## What this task involves
If a line of the listing contains the string "instead", return that line.

## Data under study
PR #1426, opened 2016-09-14
(maint) Use explicit set constructor

Magisus:
Some compilers do not allow the use of `{}` to initialize an empty std::set. Use the explicit constructor instead.


MosesMendoza:
@Magisus it would be good to include the information and related ticket in the commit message too? thoughts?

Magisus:
Sorry about that @MosesMendoza , yes that probably would have been useful.

MosesMendoza:
👍

PR #1429, opened 2016-09-20
(FACT-1507) acceptance: verify that blocklist prevents fact resolution

Magisus:


acceptance/tests/options/config_file/blocklist.rb
```diff
@@ -0,0 +1,57 @@
...
+  require 'facter/acceptance/user_fact_utils'
+  extend Facter::Acceptance::UserFactUtils
+
+  agents.each do |agent|
+    step "facts should be blocked when Facter is run from the command line" do
+      step "Agent #{agent}: create config file" do
+        custom_conf_dir = agent.tmpdir("config_dir")
+        config_file = File.join(custom_conf_dir, "facter.conf")
+        create_remote_file(agent, config_file, <<-FILE)
+        facts : { blocklist : [ "file system" ] }
```
glennsarti: Would like to add the EC2 blocking here too.  That way we can test the `--debug` output on all platforms, as the `file systems` block group does not attempt resolution on all platforms

acceptance/tests/options/config_file/blocklist.rb
```diff
@@ -0,0 +1,57 @@
...
+        FILE
+
+        teardown do
+          on(agent, "rm -rf '#{custom_conf_dir}'", :acceptable_exit_codes => [0, 1])
+        end
+
+        step "blocked facts should not be resolved" do
```
glennsarti: Would like to add an additional test for debug output shows when a fact is being blocked e.g.

Add `cli: { debug : true }` to config file

```
assert_match(/blocking collection of .+ facts/, stderr, "Expected stderr to contain statement about blocking fact collection")
```

Magisus:
Originally I was going to examine the debug output, but I got worried after hearing about the I18N issues that might cause. Do we foresee that ever being a problem here? Or will we only ever run these tests on an English system?

If it's not a problem, I think adding those things is a great idea. I wasn't sure if there are systems where file system facts ALL don't work.

glennsarti:
Hrmmm good point about the localisation.  The test still seems valid though.  `As a user I would like to know when facts are blocked as opposed to not resolved`.  As these are acceptance tests we do have control over what language we test against, and I don't see us testing non-english error messages in the near term.  So perhaps we accept the technical debt for this test?

Magisus:
Sounds good, I'll add those cases.

acceptance/tests/options/config_file/blocklist.rb
Magisus: Updated

acceptance/tests/options/config_file/blocklist.rb
Magisus: Updated

acceptance/tests/options/config_file/blocklist.rb
```diff
@@ -0,0 +1,57 @@
...
+          on(agent, facter("--config '#{config_file}'")) do
+            assert_no_match(/filesystems/, stdout, "filesystems fact should have been blocked")
```
Magisus: Updated. I think it's useful to still test both, because filesystem will actually produce some output on some systems at least.

PR #1437, opened 2016-09-30
(FACT-1492) Correctly report version numbers for Windows 10 and Server 2016

Magisus:
This adds consistent reporting of the Windows version fact for Windows
10 and Windows Server 2016. Before this, we were returning the raw
kernel version string.

### DIFF
--- a/acceptance/tests/facts/windows.rb
+++ b/acceptance/tests/facts/windows.rb
@@ -22,7 +22,10 @@ agents.each do |agent|
     os_version  = '2012 R2'
     kernel_version = '6.3'
   elsif agent['platform'] =~ /-10/
-    os_version  = /^10\./
+    os_version  = '10'
+    kernel_version = /^10\./
+  elsif agent['platform'] =~ /2016/
+    os_version = '2016'
     kernel_version = /^10\./
   else
     raise "Unknown agent platform of #{agent['platform']}"
--- a/lib/src/facts/windows/operating_system_resolver.cc
+++ b/lib/src/facts/windows/operating_system_resolver.cc
@@ -100,8 +100,8 @@ namespace facter { namespace facts { namespace windows {
         // Override default release with Windows release names
         auto version = result.release.substr(0, lastDot);
         bool consumerrel = (wmi::get(vals, wmi::producttype) == "1");
-        if (version == "6.4") {
-            result.release = consumerrel ? "10" : result.release;
+        if (version == "10.0") {
+            result.release = consumerrel ? "10" : "2016";
         } else if (version == "6.3") {
             result.release = consumerrel ? "8.1" : "2012 R2";
         } else if (version == "6.2") {


lib/src/facts/windows/operating_system_resolver.cc
```diff
@@ -100,8 +100,8 @@ namespace facter { namespace facts { namespace windows {
         // Override default release with Windows release names
         auto version = result.release.substr(0, lastDot);
         bool consumerrel = (wmi::get(vals, wmi::producttype) == "1");
-        if (version == "6.4") {
```
Magisus: Does anyone know of any reason we should keep the 6.4 in here? According to everything I found, this version doesn't exist; it was replaced in favor of 10.0. I tried this on both a Windows 10 and a 2016 box, and both returned 10.0.x as the kernel version.

MosesMendoza:
Reviewing

lib/src/facts/windows/operating_system_resolver.cc
Iristyle: The 6.4 bit was added in the original 3.0.0 release at https://github.com/puppetlabs/facter/commit/c88eaa356081cde780613d11199c5e829880152a

I removed `6.4` in the Facter 2 branch at https://github.com/puppetlabs/facter/commit/3fedaa4ad106a2d445261f1b8a6d4133b16880a8

And it looks like we can trace the original `6.4`back to @whopper at https://github.com/puppetlabs/facter/commit/1faa112b173ee305bbffcfeb9b1b764f68e9a9ac

My assessment here is that we don't want 6.4 anywhere in our code ;0

whopper: 👍 oh yeah, I remember that! That was just meant to try to futureproof that code.

Iristyle: So one question that comes to mind here.... What about Windows 10 anniversary update?  That build has different behavior than the existing Windows 10 builds (and appears to start around build 14295).

Microsoft's intent is that that it should be no different, but the reality is that it does have some different behavior (at least with respect to PowerShell).

I'm not sure that we have a good solution ... maybe we just punt on worrying about that?

Any thoughts @puppetlabs/windows ?

Iristyle:
Also - since this ticket clearly needs a moniker

lib/src/facts/windows/operating_system_resolver.cc
MosesMendoza: Interesting... so the kernel major.minor won't change in Win 10 Anniversary, just the last string (build number?) My inclination is to punt and not worry about additional differentiation... perhaps with a solution that would allow us to also address if/how we want to handle the incongruity of server versions strings ie "2008 R2" currently returned by this fact vs kernel version strings on consumer versions. Open to other thoughts too.

acceptance/tests/facts/windows.rb
```diff
@@ -22,7 +22,10 @@
     os_version  = '2012 R2'
```
MosesMendoza: Side note unrelated to this PR, it seems like if we add / start testing against server 2012 this test will start failing

glennsarti: Same issue with 2008 as well.

acceptance/tests/facts/windows.rb
```diff
@@ -22,7 +22,10 @@
...
     kernel_version = '6.3'
   elsif agent['platform'] =~ /-10/
-    os_version  = /^10\./
+    os_version  = '10'
```
MosesMendoza: @Magisus I think there are a couple bugs in the code prior to this PR and I want to confirm if you were looking to fix both of them?

The first is that the `os.release.major` and `os.release.full` are reporting the same version string on consumer windows 10, i.e. this output on Windows 10 running facter 3.x:
```
os => {
  architecture => "x64",
  family => "windows",
  hardware => "x86_64",
  name => "windows",
  release => {
    full => "10.0.10586",
    major => "10.0.10586"
  },
...
```
whereas the output should actually be something like:
```
os => {
  architecture => "x64",
  family => "windows",
  hardware => "x86_64",
  name => "windows",
  release => {
    full => "10.0.10586",
    major => "10"
  },
...
```

The second bug is that on Windows Server 2016, the `os.release.full` and `os.release.major` facts return the kernel version string, ie `10.0.10586`, rather than the string `2016` as it would have done under Facter 2.x.

Is this PR intended to address both of these, or just one or the other? 

I noticed this because down below on lines 42, 43 this facter test it appears to assert that `os.release.full` and `os.release.major` are the same string, which shouldn't be the case for Windows 10 consumer edition.

Magisus: The way the resolver is written now, the lines below are correct on all currently tested platforms, and this test would pass with or without my change on all unsupported platforms, because the code in the resolver _always_ sets the major version equal to the full version. In the case of an "unrecognized" kernel version, it sets them both equal to the full kernel version string. I assumed that we would want to treat Windows 10 the same as we are treating Windows 7 and 8, i.e. return "10" as the full and major version, which is also identical to the way we treat server versions. The full kernel string should _only_ appear in the "kernel" fact.

Magisus: If we were intentionally returning the full kernel string on consumer Windows 10, then we need to change the resolver code to continue to do that. But I doubt that was the case.

acceptance/tests/facts/windows.rb
Magisus: Yes, it would hit the exception below. Do we intend to start testing against those platforms?

lib/src/facts/windows/operating_system_resolver.cc
Magisus: To me this code block looks like we never actually want to be returning the kernel version string for _any_ platform. It will do that as a default, but I think we might actually want to be catching as many as we can and returning a meaningful OS version.

ferventcoder: The full version should show up differently. The trick is that Windows 10 will just continually be updated so behavior could be changed over time and it still be Windows 10 (with slight differences between versions).

I think as long as we have full release number as a way of tracking that, we will be fine.

acceptance/tests/facts/windows.rb
MosesMendoza: Ah right. I think what I'm saying is that having the major version fact value equal to the full version fact value is a regression on consumer Windows OS versions. In Facter 2.x, these two facts didn't report the same value. Ie, here's the relevant output from facter on Windows 10 Enterprise:
```
C:\Users\moses\development\puppet [master ≡]> bundle exec facter os
{"name"=>"windows", "family"=>"windows", "release"=>{"major"=>"10", "minor"=>"0", "full"=>"10.0.10586"}}
C:\Users\moses\development\puppet [master ≡]> bundle exec facter kernelmajversion
10.0
C:\Users\moses\development\puppet [master ≡]> bundle exec facter kernelversion
10.0.10586
C:\Users\moses\development\puppet [master ≡]> bundle exec facter kernelrelease
10.0.10586
C:\Users\moses\development\puppet [master ≡]> bundle exec facter --version
2.4.6
C:\Users\moses\development\puppet [master ≡]>
```

Magisus: Does anyone have context on whether this was intentional? Because someone very deliberately added the code to override that behavior.

Magisus: What do older versions of Windows look like under Facter 2? Could the above output be an artifact of not updating special logic for new versions of windows, same as it was in Facter 3?

MosesMendoza: @Magisus I think the code in question from facter 2.x is here https://github.com/puppetlabs/facter/blob/2.x/lib/facter/operatingsystem/base.rb#L15-L54. we essentially would take the `kernelrelease` fact value and split on dots to get major/minor, and just return the `kernelrelease` value for `full`

Magisus: Actually I just found it [here](https://github.com/puppetlabs/facter/blob/2.x/lib/facter/operatingsystem/windows.rb). If I'm reading this right, it looks like we never updated it for Windows Server 2016, same as Facter 3. So, given the output you pasted above, @MosesMendoza , does Windows 10 Enterprise not count as a consumer release? And if not, what do we want to return for it?

MosesMendoza: Yes! Great find! That's it and you're totally right! Yes, Windows 10 Ent does count at a consumer operating system ("workstation", at least that's what it's [ProductType](https://msdn.microsoft.com/en-us/library/aa394239(v=vs.85).aspx) returns.

So it looks like if that case were to be updated to catch the right version value, it would actually be just as you say where the full and major versions are identical!

MosesMendoza:
I'm 👍  on this PR

Iristyle:
@MosesMendoza to update this thread with info on the ticket that results from analyzing the different Facter output across different Windows hosts.

PR #387, opened 2024-06-13
feat(jolt-sdk): Write ELF and Proof to project directory based on environment variable + refactors for over-wire proof verification.

PatStiles:
- Adds support for writing elf and proof files to project directory by setting the `"JOLT_SAVE"` env variable. 
- Changes tracer interface to accept span of elf bytes as input. This allows decoding the elf file at runtime without writing a file.
- Renames `Proof` -> `RV32IHyraxProof`and relocates it to `jolt-core/src/jolt/vm/rv32i_vm.rs` making it std. This was done as for my purposes having it be no_std lead to issues when compiling ffi bindings for rust -> go.


jolt-sdk/src/host_utils.rs
```diff
@@ -17,37 +10,7 @@ pub use jolt_core::host;
...
 };
 pub use tracer;
-
-pub type CommitmentScheme = HyraxScheme<G>;
-
-#[derive(CanonicalSerialize, CanonicalDeserialize)]
-pub struct Proof {
-    pub proof: RV32IJoltProof<F, CommitmentScheme>,
-    pub commitments: JoltCommitments<CommitmentScheme>,
-}
```
moodlezoup, line 31: can we leave this where it is? You can enable the `host` feature of this package to make it `std`

jolt-sdk/macros/src/lib.rs
```diff
@@ -443,6 +446,18 @@ impl MacroBuilder {
         }
     }
 
+    fn make_write_to_file(&self) -> TokenStream2 {
```
moodlezoup, line 449: I'm not a huge fan of using an env variable here; I'd rather just call `save_to_file` directly from the host

jolt-core/src/host/mod.rs
```diff
@@ -254,6 +257,16 @@ impl Program {
...
         format!("/tmp/jolt-guest-linkers/{}.ld", self.guest)
     }
+
+    /// Saves the proof to a file
+    pub fn save_elf(&self) {
+        if !PathBuf::from("elf/").exists() {
+            fs::create_dir_all("elf/").expect("could not create elf directory");
+        }
+        let elf = self.elf.as_ref().unwrap();
+        fs::copy(elf, format!("elf/{}.elf", self.guest))
```
moodlezoup, line 267: Could you explain the rationale of this function? If we already have the ELF at the `self.elf` path, why copy it to a new directory?

PatStiles: The elf file is saved to a temporary directory during proving and is then removed at the end of execution. The intention here was to have a method that could be called during execution to save the elf file to a non temporary directory. In retrospect there is not a need for a new directory to be created the project current directory is fine.

jolt-sdk/src/host_utils.rs
PatStiles: I moved this due to issues with compiling Jolt behind rust -> go ffi bindings with the host feature enabled.

jolt-sdk/macros/src/lib.rs
PatStiles: The issue I was hoping to address with the env var is in regards to saving the elf file when it is compiled to a temporary directory at run time. Since the program isn't directly accessible in the host I thought this was the least intrusive. Open to suggestions.

jolt-core/src/host/mod.rs
PatStiles: Running the default example it does not appear to persist.

Screenshot 2024-06-28 at 09 57 52

https://github.com/a16z/jolt/blob/main/jolt-core/src/host/mod.rs#L123

PatStiles:
@moodlezoup comments addressed

moodlezoup (approved):

moodlezoup:
@PatStiles could you resolve the merge conflict? Otherwise looks good to merge!

PatStiles:
@moodlezoup resolved!

moodlezoup:
@PatStiles could your run cargo fmt? last request 🙏

PatStiles:
Done! @moodlezoup

PR #390, opened 2024-06-14
Various Quark Optimizations

aleph-v:
Adds support for three optimizations: doing the sum opening as part of the sum check, reducing the commitment size and doing line reductions for points which are the same except for 1 point


moodlezoup (commented):
good stuff, just a few nits

moodlezoup (approved):

Issue #376, opened 2024-06-04
Fix CI tests


moodlezoup:
Tests are failing on CI due to `tar` complaining when trying to extract the jolt toolchain

PR #392, opened 2024-06-14
fib_e2e: Actually use the type parameters 🙃

imikushin:
`fib_e2e` is parameterized with `<F: JoltField, PCS: CommitmentScheme<Field = F>>`, but is currently using a concrete field and commitment scheme instead of them:
```rust
let (proof, commitments) =
    <RV32IJoltVM as Jolt<Fr, HyraxScheme<G1Projective>, C, M>>::prove(
        io_device,
        trace,
        circuit_flags,
        preprocessing.clone(),
    );
```

Given there are multiple tests calling `fib_e2e` with different implementations of JoltField and CommitmentScheme, this is probably not intended.


imikushin:
`cargo nextest run -p jolt-core` succeeded locally. Test fails due to #376

PR #413, opened 2024-07-16
Adds a hyperkzg subprotocol to the onchcain verifier

aleph-v:
Adds an onchain hyperkzg verifier subprotocol which can verify either single or batch openings.


moodlezoup (approved):
Great work, no notes 💯

PR #415, opened 2024-07-16
Multi-Offset-Eq Constraints

sragss:
Expands the non-uniform offset eq [constraints](https://jolt.a16zcrypto.com/how/r1cs_constraints.html) to support multiple constraints.


sragss:
Before merging: Make sure the allocated sizes of Az, Bz, Cz in `buillder::compute_spartan_Az_Bz_Cz` are correct.

jolt-core/src/r1cs/key.rs
```diff
@@ -299,63 +325,69 @@ impl<F: JoltField> UniformSpartanKey<F> {
...
+        for (i, constraint) in self.offset_eq_r1cs.constraints.iter().enumerate() {
+            let non_uni_a = compute_non_uniform(&constraint.eq);
+            let non_uni_b = compute_non_uniform(&constraint.condition);
+
+            let non_uni_constraint_index =
+                index_to_field_bitvector(self.uniform_r1cs.num_rows + i, constraint_rows_bits);
+            let row_constr_eq_non_uni =
+                EqPolynomial::new(r_row_constr.to_vec()).evaluate(&non_uni_constraint_index);
+
+            debug_assert_eq!(
```
moodlezoup, line 381: should this be a normal `assert_eq!`?

sragss: Shouldn't hurt perf much, switching.

PR #416, opened 2024-07-17
feat: m extension support in tracer

ncitron:
Adds ability to compile with the m extension and adds support to the tracer.

It currently crashes after tracing as it hits an `todo!` block related to converting the trace into the virtual instructions inside `host/mod.rs`.

Also adds an example that compiles down to include `MUL` and `DIVU`, but we may want to modify it at some point to ensure it triggers all of the m extension instructions for testing purposes.


moodlezoup (approved):
thanks! any idea why it's failing to install the toolchain in CI?

ncitron:
They were failing before because the rust toolchain had not finished building for x86, but now it as and everything seems to be passing.

Also are we sure we want to merge this into main? This will make main non functional, as it enabled the m extension compiler by default.

moodlezoup:
yep, merging it into a feature branch

Issue #328, opened 2024-04-25
EVM Friendly Transcript


sragss:
One of the quickest routes to on-chain verification is to switch the commitment scheme to [Zeromorph](https://eprint.iacr.org/2023/917.pdf) then verify those proofs directly on-chain. Currently our Fiat-shamir transcript uses the [Merlin](https://github.com/dalek-cryptography/merlin) library which depends on the [Strobe RNG](https://merlin.cool/transcript/rng.html). We'll want to swap this to Keccak to support cheaper EVM verification using the Keccak precompiles.

The Honk on-chain verifier has [an example](https://github.com/Maddiaa0/honk-verifier/blob/master/src/reference/Transcript.sol) of the transcript written in solidity.

Steps:
1) Make the transcript generic over the hash function
2) Support keccak and poseidon2
3) Reduce count and size of domain separators (in Merlin these are referred to as 'labels')
4) Integration test for parity with EVM version

MatteoMer:
I'd be happy to work on that!

 To make sure I understand correctly the idea is to completely remove merlin and write jolt own implementation of the transcript? 

Also, I'm not sure I understand exactly the 3rd step, do you mean removing the number of `append_message` in the code? 

I think I'll just work to be 1/1 with the EVM version 😄

Maddiaa0:
Looking into Merlin it appears that it is already using keccak as its hash function - see https://github.com/dalek-cryptography/merlin/blob/53535f32e6d6de421372d67f56176af0c0f55fd7/src/strobe.rs#L97

sragss:
That would be great @MatteoMer!

Good ponit @Maddiaa0 – new step 1 would be to determine if [RustCrypto/sponges](https://github.com/RustCrypto/sponges/blob/master/keccak/src/lib.rs) Keccak (used by Merlin) is the same as the EVM's Keccak256 and determine the [additional augmentations](https://github.com/dalek-cryptography/merlin/blob/53535f32e6d6de421372d67f56176af0c0f55fd7/src/strobe.rs#L94-L96) done by Merlin.

We'd like to append the same values to transcript in Rust and EVM and then sample the same bytes of randomness.

If we can do this and keep Merlin, great. If not, let's write our own.

MatteoMer:
Haven't took time to dive into determine if both keccak implementations are the same yet (will do soon)

[...]

PR #419, opened 2024-07-19
Work in progress onchain verifier

aleph-v:
This PR merges the onchain verifier branch into main so we can transition into doing PRs to finish the features. Currently there is still quite a lot of outstanding work before the verifier is functional.

We have working onchain protocols for:

- Fiat shamir transform
- Hyper KZG
-  GKR based grand products


jolt-evm-verifier/README.md
sragss, line 1: Given the forge submodule does this crate require `--recurse-submodules` or is that handled by foundry?

If so, could we add to the README?

jolt-evm-verifier/script/Counter.s.sol
sragss, line 1: rm

jolt-evm-verifier/script/src/bin/hyperkzg_batch_example.rs
```diff
@@ -0,0 +1,173 @@
...
+        VK_beta_g2: g2_beta_sol,
+    };
+
+    let mut com = vec![];
+    let mut w = vec![];
+    let ypos_scalar = proof.v[0].clone();
+    let yneg_scalar = proof.v[1].clone();
+    let y_scalar = proof.v[2].clone();
+
+    // Horrible type conversion here, possibly theres an easier way
```
sragss, line 115: Unfortunately the Bn254 points are stored in Montgomery form so they incur a field multiplication to get to BigInt form. I don't know how the EVM precompiles handle this but its possible we want to keep them in Montgomery form the whole time.

jolt-evm-verifier/script/src/main.rs
```diff
@@ -0,0 +1,123 @@
...
+fn fr_to_uint256(c: &Fr) -> U256 {
+    let mut serialize = vec![];
+    let _ = c.serialize_uncompressed(&mut serialize);
+    U256::from_le_slice(&serialize)
+}
+
+fn main() {
+    let _: Vec<_> = env::args().collect();
+
+    //initial test taken from https://github.com/a16z/jolt/blob/main/jolt-core/src/subprotocols/grand_product.rs#L1522-L1545
```
sragss, line 105: Let's switch to a permalink here https://github.com/a16z/jolt/blob/d5147f8d27bb4961f3d648b872b45ff99af860c0/jolt-core/src/subprotocols/grand_product.rs<LINE NUMBERS>

jolt-evm-verifier/src/reference/JoltVerifier.sol
```diff
@@ -0,0 +1,171 @@
...
+            // Sample random from the transcript
+            Fr r_i = Fr.wrap(transcript.challenge_scalar(MODULUS));
+            r[i] = r_i;
+
+            e = UniPolyLib.evaluate(poly, r_i);
+        }
+        return (e, r);
+    }
+
+    function buildEqEval(Fr[] memory rGrandProduct, Fr[] memory rSumcheck) internal pure returns (Fr eqEval) {
```
sragss, line 62: `evalEqMLE` might be a more apt name.

`buildEqEval` implies it may be building the `Eq` evaluation table.

jolt-evm-verifier/src/subprotocols/FiatShamirTranscript.sol
sragss, line 1: We can consider #328 closed.

jolt-evm-verifier/script/src/bin/hyperkzg_batch_example.rs
```diff
@@ -0,0 +1,173 @@
...
+        evals.push(eval);
+    }
+
+    for poly in polys.iter() {
+        borrowed.push(poly);
+    }
+
+    // prove an evaluation
+    let mut prover_transcript = ProofTranscript::new(b"TestEval");
+    let proof: HyperKZGProof<Bn254> = HyperKZG::batch_prove(
```
sragss, line 55: We likely will want to write this conversion logic directly on an `Into<HyperKZGSol>` trait eventually, but good for now.

sragss (approved):
Very nice. LGTM

jolt-evm-verifier/script/src/bin/hyperkzg_batch_example.rs
aleph-v: No sadly it assumes a affine non mongomery form

jolt-evm-verifier/script/src/bin/hyperkzg_batch_example.rs
aleph-v: Done in the next pr, but good note.

PR #420, opened 2024-07-19
Adds compressed polys to transcript instead normal ones

aleph-v:
We were computing compressed polys but not using them to reduce the committed transcript length despite that appearing to be their purpose.


moodlezoup (approved):
good catch, thanks!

## Reply
Some compilers do not allow the use of `{}` to initialize an empty std::set. Use the explicit constructor instead.
`fib_e2e` is parameterized with `<F: JoltField, PCS: CommitmentScheme<Field = F>>`, but is currently using a concrete field and commitment scheme instead of them:
Adds compressed polys to transcript instead normal ones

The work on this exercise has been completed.